In order to investigate the effect of partition methods splitting the training set and the valid set in curb binary segmentation, as shown in Table II, a comparative experiment is conducted on sequence 00 with different partition approaches, and the curb dilating kernel pixel size is set to 7. In the front-back partition approach, the first 9/10 frames in the sequence are selected as the training set and the rest as the valid set. Since the frames of valid set randomly selected in the sequence have higher similarity with the adjacent frames in the training set, the random partition approach performs better in this experiment.
Furthermore, the impact of different dilating kernel pixel sizes is analyzed and shown in Table III. The resolution of BEV representation is set to 0.1 and the partition approach is set to random partition. A larger kernel size will result in more a favorable balance of positive and negative pixels, but greater position errors in binary segmentation results.

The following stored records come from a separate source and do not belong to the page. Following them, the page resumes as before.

PR #1425, opened 2023-07-15
feat: Customize expansion and set maps on first boot

mdodkins:
* Modifed ServerConfigurationPrompts to prompt for maps to be excluded. Default is inclusion. Only maps for the expansion selected are displayed
* Created MapSelection and tests for it, to define and format which maps have been selected
* Added SelectedMaps to ServerSettings
* Modified PublicMoongate so that only moongates for selected maps are generated with the world building command
* Modified moongate gump so that destinations presented are only from maps that have been selected
* Modified world building so that only spawn for selected maps is generated
* Updated CharacterCreation to make some reasonable guesses about where to spawn characters, based on maps selected (not great to appear in a map that has no moongates or spawn, for example)


Projects/Server/Maps/MapSelection.cs
```diff
@@ -0,0 +1,117 @@
+using System;
+using System.Collections.Generic;
+
+namespace Server.Maps
+{
+    public class MapSelection
+    {
+        public MapSelection() { }
```
kamronbatman, line 8: Duplicative, can be deleted.

Projects/Server/ExpansionInfo.cs
```diff
@@ -188,21 +192,89 @@ public static string GetEraFolder(string parentDirectory)
...
+    }
+
+    public static void LoadConfiguration(Expansion currentExpansion)
+    {
+        // As we are replacing an existing expansion configuration, we need to make sure
+        // that the default ones have been loaded
+        if (expansionConfigs == null)
+        {
+            Console.WriteLine("Failed to load expansion.json due to expansion configs not being loaded");
+            return;
```
mdodkins, line 238: maybe I should just throw an exception here instead....

kamronbatman: If they deleted expansion.json, we should just generate one from modernuo.json/expansions.json.

If they are missing expansions.json, then throw. And all of this logic should be executed _after_ modernuo.json is generated so we don't have an order of operations issue.

mdodkins: Ah yep, cool, I'll do that 🙂

Projects/Server.Tests/Tests/Maps/MapSelectionTests.cs
```diff
@@ -0,0 +1,138 @@
...
+using Server.Json;
+using System.Text.Json.Serialization;
+using System.Text.Json;
+
+namespace Server.Tests.Tests.Maps
+{
+    public class MapSelectionTests
+    {
+        [Fact]
+        public void No_maps_enabled_on_construction()
```
kamronbatman, line 13: I don't have all of the rules on (analyzers are hard to configure properly, lots of conflicting stuff).
But it would definitely flag these function names as not being part of the style.
Let's use something like:
```cs
public void TestNoMapsEnabled()
{
}
```

kamronbatman (changes requested):

Projects/Server/Maps/MapSelection.cs
```diff
@@ -0,0 +1,119 @@
+using System;
+using System.Collections;
+using System.Collections.Generic;
+
+namespace Server.Maps;
+
+public class MapSelection
+{
+    private MapSelectionFlags _selectedMaps;
+    private static readonly Array _mapSelectionValues = Enum.GetValues(typeof(MapSelectionFlags));
```
kamronbatman, line 10: Let's avoid `Array` because it is a legacy type. Instead use `MapSelectionFlags[]` so it forces the compiler to use `Enum.GetValues<T>()` :)

kamronbatman (changes requested):

Projects/Server/Maps/MapSelection.cs
```diff
@@ -0,0 +1,119 @@
...
+
+    public bool Includes(MapSelectionFlags mapFlags)
+    {
+        if ((_selectedMaps & mapFlags) == mapFlags)
+        {
+            return true;
+        }
+
+        return false;
+    }
```
kamronbatman, line 44:
```suggestion
    public bool Includes(MapSelectionFlags mapFlags) => (_selectedMaps & mapFlags) == mapFlags;
```

Projects/Server/Maps/MapSelection.cs
```diff
@@ -0,0 +1,119 @@
...
+            {
+                continue;
+            }
+
+            if (value.ToString() != mapName)
+            {
+                continue;
+            }
+
+            return (_selectedMaps & value) == value;
```
kamronbatman, line 60:
```suggestion
            return Includes(value);
```

Projects/Server/Maps/MapSelection.cs
```diff
@@ -0,0 +1,119 @@
...
+        }
+        formatted = formatted.TrimEnd().Replace(" ", ", ");
+
+        if (formatted == "")
+        {
+            formatted = "None";
+        }
+
+        return formatted;
+    }
```
kamronbatman, line 118:
```suggestion
    public string ToCommaDelimitedString()
    {
        using var builder = ValueStringBuilder.Create();

        for (var i = 0; i < _mapSelectionValues.Length; i++)
        {
            var value = _mapSelectionValues[i];

            if (value > 0 && Includes(value))
            {
                  if (i < _mapSelectionValues.Length - 1)
                  {
                      builder.Append($"{value}, ");
                  }
                  else
                  {
                      builder.Append($"{value}");
                  }
            }
        }

        return builder.Length == 0 ? "None" : builder.ToString();
    }
```

Projects/UOContent/Gumps/AdminGump.cs
```diff
@@ -2091,23 +2092,30 @@ public override void OnResponse(NetState sender, RelayInfo info)
                                     }
                                     else
                                     {
-                                        if (Core.ML)
+                                        if (Core.ML && Core.AvailableMaps.Includes(MapSelectionFlags.Malas))
```
kamronbatman, line 2095: I am thinking it might make more sense to move it from `Core` to `Map`?

Projects/UOContent/Misc/CharacterCreation.cs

Finally, the performance of curb instance segmentation is demonstrated in Table IV
. The partition approach is set to random partition and the curb dilating kernel pixel size is set to 7. True positive curb instances are with IoU values beyond the IoU threshold. The curb instance segmentation implemented on our dataset achieve promising results, and a higher IoU threshold contributes to a lower precision and recall.
Iv-C Semantic Segmentation with Curbs
Semantic segmentation of LiDAR data is a point-wise classification task. Raw point clouds are projected into the dilated label image in Fig. 9
, and points that fall on the positive pixels are labeled as curb category. These points were previously classified as road, sidewalk or vegetation category, but now classified as curb category. The semantic segmentation network[Gerdzhev2020] is employed again to train the data with curbs. Ground truths and predictions are shown in Fig. 10. Following the original semantic segmentation challenge in [Behley2019], we train the network on sequences 00-07 and 09-10, and evaluate on sequence 08. As shown in Table V, segmentation results upon the dataset with curb category achieve comparable performances with the original dataset (20 categories), proving the validity of our annotations in the semantic segmentation task.
In this paper, we presented an efficient two-stage curb labeling method which can generate point-wise and instance-wise curb annotations on LiDAR data. A range of baseline experiments of both instance segmentation and semantic segmentation have been implemented and evaluated on a generated dataset by our proposed method. The generated curb dataset has been released.